[Exercise directions]:
Report, in full, each line of the material below in which the string "test" occurs.

Start of Information

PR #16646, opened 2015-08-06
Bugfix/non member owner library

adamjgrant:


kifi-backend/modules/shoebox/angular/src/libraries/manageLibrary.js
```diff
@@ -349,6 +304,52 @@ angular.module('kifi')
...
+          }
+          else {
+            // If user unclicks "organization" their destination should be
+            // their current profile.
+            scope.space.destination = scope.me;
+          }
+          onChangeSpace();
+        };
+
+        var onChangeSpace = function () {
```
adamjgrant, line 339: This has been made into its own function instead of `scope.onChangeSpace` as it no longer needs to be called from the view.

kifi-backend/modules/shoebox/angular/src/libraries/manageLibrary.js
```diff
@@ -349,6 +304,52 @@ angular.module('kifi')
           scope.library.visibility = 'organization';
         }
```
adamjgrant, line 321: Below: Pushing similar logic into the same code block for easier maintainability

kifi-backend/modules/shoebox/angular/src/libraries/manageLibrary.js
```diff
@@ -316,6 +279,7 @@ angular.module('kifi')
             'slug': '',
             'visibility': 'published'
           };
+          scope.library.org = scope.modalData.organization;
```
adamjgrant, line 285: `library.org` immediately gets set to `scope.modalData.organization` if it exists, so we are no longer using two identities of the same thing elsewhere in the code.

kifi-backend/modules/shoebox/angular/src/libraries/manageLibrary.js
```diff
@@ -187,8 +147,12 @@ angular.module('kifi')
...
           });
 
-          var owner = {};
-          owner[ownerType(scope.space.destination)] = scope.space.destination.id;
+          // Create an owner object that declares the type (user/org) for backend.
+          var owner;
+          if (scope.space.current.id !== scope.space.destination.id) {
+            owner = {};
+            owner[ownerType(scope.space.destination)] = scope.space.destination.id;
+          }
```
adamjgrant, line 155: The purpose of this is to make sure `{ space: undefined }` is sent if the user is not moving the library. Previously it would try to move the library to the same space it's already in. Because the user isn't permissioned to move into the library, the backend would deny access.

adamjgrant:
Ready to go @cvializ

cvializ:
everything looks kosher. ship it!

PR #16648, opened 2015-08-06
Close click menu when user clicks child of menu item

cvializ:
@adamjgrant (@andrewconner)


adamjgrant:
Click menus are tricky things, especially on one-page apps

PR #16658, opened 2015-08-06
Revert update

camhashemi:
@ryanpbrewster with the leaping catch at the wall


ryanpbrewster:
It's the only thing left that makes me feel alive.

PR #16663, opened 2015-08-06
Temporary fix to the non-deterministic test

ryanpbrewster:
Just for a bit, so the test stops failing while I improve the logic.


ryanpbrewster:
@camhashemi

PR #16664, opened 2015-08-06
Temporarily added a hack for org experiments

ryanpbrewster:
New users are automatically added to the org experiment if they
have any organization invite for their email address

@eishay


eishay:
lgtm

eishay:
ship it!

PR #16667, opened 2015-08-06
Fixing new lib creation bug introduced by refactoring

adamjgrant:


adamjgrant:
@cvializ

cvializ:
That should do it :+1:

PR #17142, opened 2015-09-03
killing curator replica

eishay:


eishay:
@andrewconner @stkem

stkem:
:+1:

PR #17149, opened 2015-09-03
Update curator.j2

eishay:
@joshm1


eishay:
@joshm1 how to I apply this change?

End of Information
Start of Information

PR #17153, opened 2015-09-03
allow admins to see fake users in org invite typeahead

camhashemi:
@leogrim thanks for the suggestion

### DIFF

End of Information
Start of Information

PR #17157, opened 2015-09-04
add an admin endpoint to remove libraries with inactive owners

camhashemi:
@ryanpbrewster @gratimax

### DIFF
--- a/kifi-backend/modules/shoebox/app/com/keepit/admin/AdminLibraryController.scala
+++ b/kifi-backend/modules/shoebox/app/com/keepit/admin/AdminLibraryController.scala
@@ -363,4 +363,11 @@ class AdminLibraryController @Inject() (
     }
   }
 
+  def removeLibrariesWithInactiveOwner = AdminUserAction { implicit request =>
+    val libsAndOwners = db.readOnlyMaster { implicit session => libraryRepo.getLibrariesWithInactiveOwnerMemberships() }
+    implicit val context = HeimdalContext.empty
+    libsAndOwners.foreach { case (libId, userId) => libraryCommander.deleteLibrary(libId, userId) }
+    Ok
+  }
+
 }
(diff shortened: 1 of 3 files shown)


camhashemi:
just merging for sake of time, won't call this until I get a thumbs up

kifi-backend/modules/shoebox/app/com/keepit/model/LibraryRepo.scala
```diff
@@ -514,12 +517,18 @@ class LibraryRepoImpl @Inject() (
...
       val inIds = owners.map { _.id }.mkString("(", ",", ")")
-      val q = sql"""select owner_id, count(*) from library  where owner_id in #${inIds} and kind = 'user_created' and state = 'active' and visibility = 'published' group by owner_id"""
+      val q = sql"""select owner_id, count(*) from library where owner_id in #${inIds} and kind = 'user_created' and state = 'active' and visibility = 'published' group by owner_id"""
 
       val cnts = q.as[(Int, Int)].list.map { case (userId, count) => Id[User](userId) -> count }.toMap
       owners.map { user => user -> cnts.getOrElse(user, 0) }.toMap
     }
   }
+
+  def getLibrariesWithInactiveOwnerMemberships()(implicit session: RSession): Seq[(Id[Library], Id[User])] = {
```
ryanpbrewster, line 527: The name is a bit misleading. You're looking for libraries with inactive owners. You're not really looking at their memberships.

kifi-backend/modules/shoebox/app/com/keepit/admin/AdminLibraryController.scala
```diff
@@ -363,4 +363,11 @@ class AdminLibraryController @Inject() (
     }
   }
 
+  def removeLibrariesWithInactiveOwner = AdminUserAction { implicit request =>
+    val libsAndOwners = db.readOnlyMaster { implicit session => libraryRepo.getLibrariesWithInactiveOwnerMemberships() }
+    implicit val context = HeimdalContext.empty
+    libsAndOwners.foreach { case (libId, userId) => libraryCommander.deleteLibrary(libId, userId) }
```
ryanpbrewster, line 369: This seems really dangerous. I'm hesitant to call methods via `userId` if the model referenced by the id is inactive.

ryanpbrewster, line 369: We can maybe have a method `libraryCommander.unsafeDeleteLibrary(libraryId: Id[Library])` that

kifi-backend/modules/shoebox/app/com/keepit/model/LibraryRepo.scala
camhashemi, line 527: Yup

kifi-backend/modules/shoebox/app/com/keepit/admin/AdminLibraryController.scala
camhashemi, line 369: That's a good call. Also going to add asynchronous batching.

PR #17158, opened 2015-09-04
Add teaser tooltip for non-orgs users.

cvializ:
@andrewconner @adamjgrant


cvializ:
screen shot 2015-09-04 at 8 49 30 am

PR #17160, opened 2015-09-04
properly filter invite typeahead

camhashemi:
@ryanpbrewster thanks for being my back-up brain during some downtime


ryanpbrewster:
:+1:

End of Information

[Reply]:
Temporary fix to the non-deterministic test
Just for a bit, so the test stops failing while I improve the logic.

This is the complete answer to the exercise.